Alden (1895-1971) graduated from the Massachusetts Institute of Technology in 1917, and married a fellow student, Loretta Dakin, who also graduated from MIT and went on to further graduate work.  An article in a 1920 M.I.T. paper reported,
Miss Loretta Mildred Dakin Sp  '18 has just been appointed bacteriologist for the United States Health Service at New Haven, Connecticut.  Ms Dakin goes to New Haven from the health department of Toledo, Ohio
After graduation from the Toledo Normal School, she came to the Institute and specialized under Professor William T. Sedgwick of the Biology Department in bacteriology and chemistry, leaving in 1918 to take further work at Harvard Medical and Columbia University.

The appointment of women in the health service has been found to be better than filling the positions with men.  The war gave the first impetus to this movement and the women have become more and more prominent in health work.

Alden had a career as a chemist after serving in the army in WWI. He became the assistant superintendent of the cotton company in Fall River, later working for the Calco Chemical Company in Connecticut. Joseph, class of 1885, and Alden, class of 1917, attended an MIT Alumni meeting together in 1923. Alden was cremated at Waring-Ashton in Fall River.

The youngest, Katharine (1899-1933), graduated from the Boston School of Occupational Therapy and was an occupational therapist at the Lakeville Sanitorium for tuberculosis. She lived at home, never married, until her death from lymphoma at the young age of 34. She was cremated at Forest Hills.

Living in the Highland Avenue home in 1920 were Joseph and Harriet, Warren who was working as a bank clerk, Alden working as a chemist in a cotton mill, Katharine, age 20, and a household employee, Susan Simmons.

And, of course, we know about the career of young Raymond who left MIT for Mass Ag to study pomology and created the wonderful orchard in Kentucky.  Such an illustrious group of kids they all were.

Joseph, age 61, retired from the Gas Works in 1924, and became involved in business partnerships, including a partnership with Helen's husband, Arthur, for a dirigible to operate at the South Dartmouth airport. The blimp was destroyed in El Paso in 1932. Joseph was unable to meet his obligations as a private investor in a gas company that went into receivership in 1929.

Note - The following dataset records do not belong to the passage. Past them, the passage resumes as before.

PR #2064, opened 2026-08-26
Apply rejection cascades iteratively

aeplay:
🤖 Reconstructs the still-live rejection-cascade stack-safety fix isolated while retiring #1678.

## Before

Applying a rejected transaction recursively settled every causal descendant. A sufficiently deep but valid causal chain overflowed the Rust stack on both client and authority paths.

## After

Jazz collects transitive cascade descendants iteratively once, then settles each descendant with further discovery disabled. Client fate application and authority cascade rejection use the same bounded-stack path while retaining deterministic causal order and pending-edge cleanup.

## Examples

- Rejecting the root of a 1,024-transaction chain settles the whole chain without recursion.
- A cycle in pending-edge bookkeeping terminates through the seen set.
- A nested descendant is still discovered and settled; disabling nested discovery leaves it pending and fails the regression.

## Invariants and non-goals

Every causally dependent transaction is rejected exactly once in deterministic transaction-id order. Terminal permission-subject and inbound/outbound pending-edge cleanup remain per transaction. This does not change rejection policy or introduce a global scan.

## Verification

- 1,024-deep cascade regression passes in about four seconds.
- Re-enabling recursion makes the regression stack-overflow and abort.
- Disabling nested discovery makes the later descendant remain pending.
- Existing local, authority, causality-payload, root-cause, and recovery cleanup receipts pass.
- Independent adversarial review found no correctness issue.
- Formatting, clippy, diff, and sensitive-data gates pass.

### DIFF
--- a/crates/jazz/src/node/ingest/fates.rs
+++ b/crates/jazz/src/node/ingest/fates.rs
@@ -10,6 +10,18 @@ where
         global_time: Option<GlobalTime>,
         durability: Option<DurabilityTier>,
     ) -> Result<(), Error> {
+        self.apply_fate_update_with_cascade(tx_id, fate, global_time, durability, true)
+            .await
+    }
+
+    async fn apply_fate_update_with_cascade(
+        &mut self,
+        tx_id: TxId,
+        fate: Fate,
+        global_time: Option<GlobalTime>,
+        durability: Option<DurabilityTier>,
+        cascade_descendants: bool,
+    ) -> Result<(), Error> {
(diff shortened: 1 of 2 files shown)


aeplay:
🤖 Follow-up design question captured in #2070: determine when a causal descendant of a rejected transaction remains semantically valid, whether read/write sets or observed versions are a better dependency signal than parentage alone, and whether recovery should be automatic or application-controlled. This PR remains narrowly responsible for deterministic, stack-safe rejection cleanup.

PR #2068, opened 2026-08-26
Bound retained auxiliary chunk relay obligations

aeplay:
🤖 ## Stack dependency

This replacement is stacked on #1985 and supersedes #1997. It reconstructs the bounded relay work on the current browser-relay base without rewriting the stale branch.

## Before

Repeated requests for the same missing chunk could retain unbounded waiter IDs even though only unique chunks were capped. Completing waiters could then move them into an unbounded response queue. A disconnect during an awaited lookup could also recreate a waiter or send a found response after the requesting peer had detached.

## After

One 4,096-entry budget covers pending remote waiters plus queued and in-flight responses. Completion transfers a reservation rather than releasing it early; drain or disconnect releases it. Both the auxiliary pump and direct `PeerConnection::tick` paths fence before and after async lookup and before sending. Native owner pumps treat disconnect as terminal.

## Examples

- Two request IDs for one missing chunk share one upstream request but retain two bounded response obligations.
- If 4,096 waiters complete before responses drain, the response backlog continues to occupy all 4,096 slots and further work cannot grow retained state.
- If a peer detaches during a local lookup, neither a missing result nor a found result may recreate work or emit a response.

## Invariants and non-goals

- Stable retained obligations equal pending remote waiters plus queued/in-flight responses and never exceed 4,096.
- Local in-process readers do not consume the remote relay budget.
- Failed sends restore exactly their drained reservations.
- Wire limits, retry delays, request IDs, upstream coalescing, and #1985 facade retargeting are unchanged.

## Verification

- Focused chunk I/O suite: 14/14
- Server runtime: 4/4
- `cargo check -p jazz-napi -p jazz-wasm`
- Clippy/rustfmt/sensitive-data gates
- Independent adversarial review planted reservation and detach-fence regressions; each failed at the intended assertion and was restored cleanly.

### DIFF
--- a/crates/jazz/src/db.rs
+++ b/crates/jazz/src/db.rs
@@ -92,6 +92,10 @@ pub(crate) type SharedNodeState<S> = Rc<LocalMutex<NodeState<S>>>;
 
 const DEFAULT_CHUNK_FORWARD_HOPS: u8 = 8;
 const MAX_PENDING_CHUNK_DEMANDS: usize = 4096;
+// Downstream relay waiters and their response hand-offs share one budget. A
+// response remains reserved while a binding is deciding whether its send
+// succeeded, so a failed send can be restored without racing fresh admission.
+const MAX_RELAY_CHUNK_OBLIGATIONS: usize = MAX_PENDING_CHUNK_DEMANDS;
 // Auxiliary chunk routing crosses several independent transports in browser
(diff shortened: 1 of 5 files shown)


aeplay:
🤖 GitHub automatically closed this stacked PR when merged #1985's base branch was deleted. The unchanged reviewed head is republished directly against `main` as #2071; no code or review findings were lost.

At age 68, Joseph received Fall River's first silver beaver for his contributions to the Boy Scouts.
Raymond Edson Nute, Sr. Joseph Nute holding Raymond Nute III, Raymond Edson Nute Jr.
Joseph exhaustively researched the Nute genealogy with a distant cousin, Percy Elmer Nute (1884-1965) of Lynnfield, MA. Together, they traced descendants from the original 1632 Nute settler in Dover, New Hampshire. Information was compiled by Amy Emery and put into book form. A copy is in the New Hampshire Historical Society library. His research was donated to the New England Genealogical and Historical Society in Boston and are available on request.

Following Harriet's death May 21, 1941, Joseph, age 77, went to live with Helen and Arthur in South Dartmouth. He died September 15, 1949, and was cremated at Forest Hills in Boston.


Pat said...

The appointment of women in the health service has been found to be better than filling the positions with men? LMAO!!

Nice post, as always, Katharine Jr.

Katharine said...

LMAO? And, yep, I was named for her, 9 years later.